You can automate chaos experiments to the same level as your CI/CD pipeline. Constant chaos allows your team to improve both current and future systems continuously.

Principles of chaos engineering

Benefits of Chaos Engineering

The benefits of chaos engineering span across several business fronts:

Business Benefits

Chaos engineering helps stop large losses in revenue by preventing lengthy outages. The practice also allows companies to scale quickly without losing the reliability of their services.

Technical Benefits

Insights from chaos experiments reduce incidents, but that is not where technical benefits end. The team gets an increased understanding of system modes and dependencies, allowing them to build a more robust system design.

A chaos test is also excellent on-call training for the engineering team.

Customer Benefits

Fewer outages mean less disruption for end-users. Improved service availability and durability are the two chief customer benefits of chaos engineering.

Chaos Engineering Tools

These are the most common chaos engineering tools:

  • Chaos Monkey: This is the original tool created at Netflix. While it came out in 2010, Chaos Monkey still gets regular updates and is the go-to chaos testing tool.
  • Gremlin: Gremlin helps clients set up and control chaos testing. The free version of the tool offers basic tests, such as turning off machines and simulating high CPU load.
  • Chaos Toolkit: This open-source initiative makes tests easier with an open API and a standard JSON format.
  • Pumba: Pumba is a chaos testing and network emulation tool for Docker.
  • Litmus: A chaos engineering tool for stateful workloads on Kubernetes.

To keep up with new tools, bookmark the diagram created by the Chaos Engineering Slack Community. Besides the tools, the chart also keeps track of known engineers working with chaos tests.

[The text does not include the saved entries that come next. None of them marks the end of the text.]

PR #525, opened 2019-05-17
Add deprecation metadata to registration when it is present in catalog

scottbommarito:
https://github.com/nuget/engineering/issues/2384


joelverhagen:
Can we have some unit tests that assert the actual JSON shape in the deprecated an non deprecated cases?

loic-sharma:
image

scottbommarito:
@joelverhagen - I found some tests (written by @dtivel) that I can add to--stay tuned!

scottbommarito:
@joelverhagen - I finished writing the tests and also caught a bug in the process. It's ready for reviews again!

tests/CatalogTests/Helpers/RegistrationPackageDeprecationDetails.cs
```diff
@@ -0,0 +1,50 @@
...
+        public string[] Reasons { get; }
+
+        [JsonProperty(CatalogConstants.Message)]
+        public string Message { get; }
+
+        [JsonProperty(CatalogConstants.AlternatePackage)]
+        public RegistrationPackageDeprecationAlternatePackage AlternatePackage { get; }
+    }
+
+    public class RegistrationPackageDeprecationAlternatePackage
```
joelverhagen: Can we stick to one class per file please? makes github finding easier

agr: Sounds like a github could use some search improvements :)

scottbommarito: @anangaur - pass it on!

PR #526, opened 2019-05-21
Search service - add resilience for AAD tenant migrations

skofman1:
What do you think about this approach to resiliency? IMO the benefit here is that the code change is minimal, however, this is a hack.
Another approach can be to use cached configuration if we fail to retrieve from KeyVault.


src/NuGet.Services.BasicSearch/Startup.cs
```diff
@@ -210,6 +212,23 @@ public void Configuration(IAppBuilder app)
             Configuration(app, new ConfigurationFactory(configurationProvider), null, null);
         }
 
+        private async Task<BasicSearchConfiguration> GetConfiguration()
+        {
+            try
+            {
+                return await _configFactory.Get<BasicSearchConfiguration>();
+            }
+            catch (KeyVaultClientException e) //when (e.Status == HttpStatusCode.Unauthorized || e.Status == HttpStatusCode.Forbidden)
```
joelverhagen: Let's move this `when` to a comment in English. This just looks like forgotten code

skofman1:
Fixes https://github.com/nuget/engineering/issues/2412

PR #530, opened 2019-05-27
Add additional telemetry for SQL queries invoked by Db2Catalog

xavierdecoster:


src/Catalog/Helpers/GalleryDatabaseQueryService.cs
```diff
@@ -153,18 +156,32 @@ private async Task<IReadOnlyCollection<FeedPackageDetails>> GetPackages(Db2Catal
             {
                 packagesCommand.Parameters.AddWithValue(CursorParameterName, cursor.CursorValue);
 
-                using (var packagesReader = await packagesCommand.ExecuteReaderAsync())
+                var properties = GetTelemetryProperties(cursor);
+                using (_telemetryService.TrackDuration(TelemetryConstants.GetPackageDetailsSeconds, properties))
```
agr: I would wrap the `TrackDuration` call into the helper method instead of wrapping the dictionary generation, so it would look like `using (TrackGetPackageDetailsDuration(cursor)) {...}` or `using (TrackGetPackageDetailsDuration(_telemetryService, cursor)) {...}`. We don't have a wrapper telemetry service there like we have in [Orchestrator](https://github.com/NuGet/NuGet.Jobs/blob/master/src/NuGet.Services.Validation.Orchestrator/Telemetry/TelemetryService.cs) for example, right?

loic-sharma: Another possibility is to create a new interface with high level methods like `TrackGetPackageDetailsDuration`. Your code would become `using (_newTelemetryService.TrackGetPackageDetailsDuration(cursor))` which can be unit tested easily.

xavierdecoster: Updated in https://github.com/NuGet/NuGet.Services.Metadata/pull/530/commits/aabd9fa13f6058a32b30087aaa70a7b39b316201

PR #531, opened 2019-05-28
Upgrade NuGetGallery.Core dependency in NuGet.Indexing

xavierdecoster:
Required to get the following changes:
* Entities have moved out of `NuGetGallery.Core` into `NuGet.Services.Entities`
* `CVE` and `CWE` entities no longer exist but are still referenced by outdated `IEntitiesContext` interface
* `ICloudBlobContainer.ExistsAsync` public API has breaking change

This will unblock adoption of latest `NuGet.Services.Entities` in the solution, required to bring in package deprecation support to `ng.exe` jobs.


src/NuGet.Services.AzureSearch/BlobContainerBuilder.cs
```diff
@@ -84,9 +84,9 @@ public async Task CreateAsync(bool retryOnConflict)
             _logger.LogInformation("Done creating blob container {ContainerName}.", _options.Value.StorageContainer);
         }
 
-        public async Task CreateIfNotExistsAsync()
+        public async Task CreateIfNotExistsAsync(BlobRequestOptions options = null, OperationContext operationContext = null)
```
joelverhagen: These parameters are not needed in this context. Null can be passed for both of these on line 89.

src/NuGet.Indexing/NuGet.Indexing.csproj
```diff
@@ -190,7 +190,7 @@
       <Version>2.2.2</Version>
     </PackageReference>
     <PackageReference Include="NuGetGallery.Core">
-      <Version>4.4.4-master-41290</Version>
+      <Version>4.4.5-master-2699519</Version>
```
joelverhagen: This dependency comes into NuGet.Services.AzureSearch via NuGet.Services.Validation.Common.Job. Are the versions the same? If not, how do we know there are no runtime issues?

src/NuGet.Services.AzureSearch/BlobContainerBuilder.cs
joelverhagen: This should reduce the number of changes greatly.

xavierdecoster: Fixed in https://github.com/NuGet/NuGet.Services.Metadata/pull/531/commits/a43276a228128b0a265e1dcf63f1200fbbd8e79f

Chaos Engineering Examples

There are no limits to chaos experiments. The type of tests you run depends on the architecture of your distributed system and business goals.

Here is a list of the most common chaos tests:

  • Simulating the failure of a micro-component.
  • Turning a virtual machine off to see how a dependency reacts.
  • Simulating a high CPU load.
  • Disconnecting the system from the data center.
  • Injecting latency between services.
  • Randomly causing functions to throw exceptions (also known as function-based chaos).
  • Adding instructions to a program and allowing fault injection (also known as code insertion).
  • Disrupting syncs between system clocks.
  • Emulating I/O errors.
  • Causing sudden spikes in traffic.
  • Injecting byzantine failures.

Chaos Engineering and DevOps

Chaos engineering is a common practice within the DevOps culture. Such tests allow DevOps to thoroughly analyze applications while keeping up with the tempo of agile development.

DevOps teams commonly use chaos testing to define a functional baseline and tolerances for infrastructure. Tests also help create better policies and processes by clarifying both steady-state and chaotic outputs.

Some companies prefer to integrate chaos engineering into their software development life cycle. Integrated chaos allows companies to ensure the reliability of every new feature.

A Must for any Large-Scale Distributed System

Continuous examination of software is vital both for application security and functionality. By proactively examining a system, you can reduce the operational burden, increase system availability, and resilience.